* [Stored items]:
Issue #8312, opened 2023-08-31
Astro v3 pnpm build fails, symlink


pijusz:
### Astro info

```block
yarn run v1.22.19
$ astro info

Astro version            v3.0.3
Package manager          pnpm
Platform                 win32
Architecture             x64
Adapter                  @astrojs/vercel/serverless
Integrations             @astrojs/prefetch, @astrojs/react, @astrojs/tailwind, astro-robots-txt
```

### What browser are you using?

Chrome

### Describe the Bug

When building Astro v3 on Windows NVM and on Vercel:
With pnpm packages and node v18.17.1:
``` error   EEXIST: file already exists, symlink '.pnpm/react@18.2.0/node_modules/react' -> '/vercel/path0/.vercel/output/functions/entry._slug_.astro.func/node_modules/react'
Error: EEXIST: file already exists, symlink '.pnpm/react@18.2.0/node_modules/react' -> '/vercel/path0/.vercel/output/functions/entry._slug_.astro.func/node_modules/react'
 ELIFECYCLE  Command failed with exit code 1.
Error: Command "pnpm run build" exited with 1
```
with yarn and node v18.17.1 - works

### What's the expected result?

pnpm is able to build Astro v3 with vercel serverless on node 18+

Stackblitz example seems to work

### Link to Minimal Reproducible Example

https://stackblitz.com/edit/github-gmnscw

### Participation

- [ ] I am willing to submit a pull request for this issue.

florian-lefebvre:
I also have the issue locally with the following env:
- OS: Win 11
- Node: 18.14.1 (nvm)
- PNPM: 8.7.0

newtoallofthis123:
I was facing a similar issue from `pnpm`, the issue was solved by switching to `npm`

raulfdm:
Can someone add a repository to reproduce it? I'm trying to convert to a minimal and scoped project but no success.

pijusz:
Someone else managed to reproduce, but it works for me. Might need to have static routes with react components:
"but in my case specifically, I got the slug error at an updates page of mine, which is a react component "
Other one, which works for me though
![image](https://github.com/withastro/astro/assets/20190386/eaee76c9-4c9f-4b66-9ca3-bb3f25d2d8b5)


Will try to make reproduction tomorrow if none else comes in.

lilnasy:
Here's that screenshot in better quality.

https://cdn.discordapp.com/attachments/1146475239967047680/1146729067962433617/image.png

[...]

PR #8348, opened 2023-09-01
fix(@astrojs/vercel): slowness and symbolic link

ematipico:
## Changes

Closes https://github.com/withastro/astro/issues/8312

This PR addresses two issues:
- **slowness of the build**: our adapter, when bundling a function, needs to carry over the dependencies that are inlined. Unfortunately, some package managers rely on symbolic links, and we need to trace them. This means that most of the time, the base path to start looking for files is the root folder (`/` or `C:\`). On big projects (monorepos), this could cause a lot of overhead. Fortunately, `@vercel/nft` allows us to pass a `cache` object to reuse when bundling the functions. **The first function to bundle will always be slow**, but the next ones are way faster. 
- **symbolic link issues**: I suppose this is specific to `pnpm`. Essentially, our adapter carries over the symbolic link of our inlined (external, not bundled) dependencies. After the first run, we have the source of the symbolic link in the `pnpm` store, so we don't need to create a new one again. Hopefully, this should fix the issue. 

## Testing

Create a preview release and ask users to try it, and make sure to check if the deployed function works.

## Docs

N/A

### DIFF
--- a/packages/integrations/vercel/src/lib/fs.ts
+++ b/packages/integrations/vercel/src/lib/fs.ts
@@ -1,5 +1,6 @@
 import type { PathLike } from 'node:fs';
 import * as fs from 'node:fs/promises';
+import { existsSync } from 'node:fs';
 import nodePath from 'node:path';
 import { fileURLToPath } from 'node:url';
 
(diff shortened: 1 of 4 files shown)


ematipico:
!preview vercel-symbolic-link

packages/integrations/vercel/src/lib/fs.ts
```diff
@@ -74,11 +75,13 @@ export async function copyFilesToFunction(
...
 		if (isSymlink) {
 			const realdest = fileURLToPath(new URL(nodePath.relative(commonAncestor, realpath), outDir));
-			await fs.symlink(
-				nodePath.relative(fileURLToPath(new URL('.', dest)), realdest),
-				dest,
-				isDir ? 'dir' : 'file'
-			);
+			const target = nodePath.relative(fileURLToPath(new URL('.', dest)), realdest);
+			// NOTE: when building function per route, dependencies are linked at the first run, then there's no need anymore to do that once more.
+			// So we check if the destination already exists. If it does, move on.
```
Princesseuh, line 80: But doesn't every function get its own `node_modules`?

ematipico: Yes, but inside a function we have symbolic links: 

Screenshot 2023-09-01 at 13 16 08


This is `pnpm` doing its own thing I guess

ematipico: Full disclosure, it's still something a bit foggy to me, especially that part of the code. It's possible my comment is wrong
==
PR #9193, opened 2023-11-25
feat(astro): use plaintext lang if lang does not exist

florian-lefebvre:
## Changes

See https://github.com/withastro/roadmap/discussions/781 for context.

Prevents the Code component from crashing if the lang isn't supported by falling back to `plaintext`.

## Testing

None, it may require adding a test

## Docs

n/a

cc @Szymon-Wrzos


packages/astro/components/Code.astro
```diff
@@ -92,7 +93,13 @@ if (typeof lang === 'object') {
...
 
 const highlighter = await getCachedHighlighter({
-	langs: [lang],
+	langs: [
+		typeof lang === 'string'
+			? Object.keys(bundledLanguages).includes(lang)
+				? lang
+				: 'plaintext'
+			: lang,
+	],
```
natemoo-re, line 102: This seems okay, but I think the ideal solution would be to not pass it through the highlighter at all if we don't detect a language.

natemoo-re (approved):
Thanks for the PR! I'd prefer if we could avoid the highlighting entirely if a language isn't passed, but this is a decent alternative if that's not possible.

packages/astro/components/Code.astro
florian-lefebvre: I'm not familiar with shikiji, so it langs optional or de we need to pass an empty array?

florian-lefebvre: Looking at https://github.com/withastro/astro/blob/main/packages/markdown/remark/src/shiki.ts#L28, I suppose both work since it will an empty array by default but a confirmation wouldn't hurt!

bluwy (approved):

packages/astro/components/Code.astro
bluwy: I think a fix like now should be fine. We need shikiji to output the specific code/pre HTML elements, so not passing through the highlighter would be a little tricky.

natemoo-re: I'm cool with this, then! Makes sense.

* [WHAT YOU NEED TO DO]: Only the lines above starting at the line that holds "Issue #8312, opened 2023-08-31" and ending at the line that holds "pnpm is able" are to be repeated, exactly and in full.

* [ANSWER TO THIS TASK]:
Issue #8312, opened 2023-08-31
Astro v3 pnpm build fails, symlink


pijusz:
### Astro info

```block
yarn run v1.22.19
$ astro info

Astro version            v3.0.3
Package manager          pnpm
Platform                 win32
Architecture             x64
Adapter                  @astrojs/vercel/serverless
Integrations             @astrojs/prefetch, @astrojs/react, @astrojs/tailwind, astro-robots-txt
```

### What browser are you using?

Chrome

### Describe the Bug

When building Astro v3 on Windows NVM and on Vercel:
With pnpm packages and node v18.17.1:
``` error   EEXIST: file already exists, symlink '.pnpm/react@18.2.0/node_modules/react' -> '/vercel/path0/.vercel/output/functions/entry._slug_.astro.func/node_modules/react'
Error: EEXIST: file already exists, symlink '.pnpm/react@18.2.0/node_modules/react' -> '/vercel/path0/.vercel/output/functions/entry._slug_.astro.func/node_modules/react'
 ELIFECYCLE  Command failed with exit code 1.
Error: Command "pnpm run build" exited with 1
```
with yarn and node v18.17.1 - works

### What's the expected result?

pnpm is able to build Astro v3 with vercel serverless on node 18+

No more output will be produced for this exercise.